I am old enough to remember the Traditional Mass, but it changed when I was a child, and for 40 years I didn’t attend a Latin Mass and was perfectly happy with the English Mass. Well maybe not ‘perfectly’. I’ve always found the sign of peace an irreverent distraction at a sacred moment and I never really understood why we stopped kneeling for Communion and instead started lining up like a queue in a chip shop, but these niggles aside I wasn’t looking to change.

I had heard about the LMS as being a group of fairly ‘harmless nutters’ but I’d never actually had anything to do with them. Then, on 24 March 2012, out of sheer curiosity, my wife and I decided to go to see the reopening of this church on the Wirral with its queer idea of doing everything in Latin. To be honest is was just nice to hear of a church opening rather than closing.

It would be wonderful, but inaccurate, to say that attending that Mass was a ‘Road to Damascus, wow this is what I’ve been looking for, moment’ but the reality was that we simply decided it was sort of nice and we could maybe go back occasionally just to see how this experiment was working.

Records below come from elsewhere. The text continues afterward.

PR #495, opened 2017-08-20
README: move editor readme to markdown readme

SamWhited:
I'm not sure if it's possible (GitHub's permissions system is neither very clear, or very flexible as far as I can tell) to give other people permission to sort / organize / etc. issues, but I've added a section on that just in case. Maybe it would be helpful (or maybe no one would do it, no idea; take it as a suggestion).

Also included a section on accepting protoxeps and updating existing xeps.

Left out anything about archiving because it's still manual and might change soon.

Thoughts? Better or worse than the existing document?

### DIFF
--- a/README.md
+++ b/README.md
@@ -50,4 +50,128 @@ For more information try `make help`.
 Using Docker
 ------------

What we hadn’t banked on was that the Latin Mass is subtly seductive; you think a little won’t affect you and suddenly you’re going regularly. In many respects the Latin Mass is easier than the English Mass, where I can sometimes feel I am being lectured the entire time. With the Traditional Mass, I simply have the chance to be present at a sacred event and time to pray. Attending the May Day procession, when we took the statue of Mary round the local streets, was certainly a very important moment in making us want to be involved.

We found that the congregation in the Dome were a pretty nice group and, contrary to the stereotype, a large number of them were young, post Vatican II and with children; there are also a large proportion who are converts. The Institute is a young Order which is successful in attracting Vocations, and that gave me a positive feeling. This Latin Mass church wasn’t a museum of the past, it was a living Church looking to the future. The fact that the Dome has an excellent choir singing in Gregorian Chant also helped; no ‘Lord of the Dance’ rubbish.

As regards the LMS, I met the Chairman, Joseph Shaw, when we were both on the Committee of the Anscombe Bioethics Centre. When he heard I had been to the Dome he said, ‘Well why aren’t you a member of the LMS?’ which, put like that, was a rather difficult question to answer. Before long I found myself a member of this organisation of ‘harmless nutters’ and the rest, as they say, is history. I was appointed an LMS representative in March this year for Liverpool and also for the Wirral. I live in Liverpool Archdiocese but Wirral is nearer to me than St Marys in Warrington, though I do go to Warrington when I can.

I was appointed just as all Churches went into lockdown and the job of LMS representative changed drastically. Normally, the local LMS Rep ensures members and supporters are told about Traditional Masses being held, helps to organise training sessions for Priests and Servers and visits the various churches, but with lockdown, Latin Masses, along with every other type of service, have had to be live-streamed and my job has been to keep everyone informed of where they can find a live-streamed Mass. I’ve watched the live-streamed Mass from the Dome every day. It was certainly a very new experience for me attending Mass daily and all the fault of Joseph Shaw, Bishop Mark and the Coronavirus.

So, am I ‘a Trad’? No, I’m ‘a Catholic’. I still respect the English Mass and will happily attend it when necessary, but I prefer the Traditional Rite and I am convinced it represents not just the past of the Church; it is definitely an important part of its future.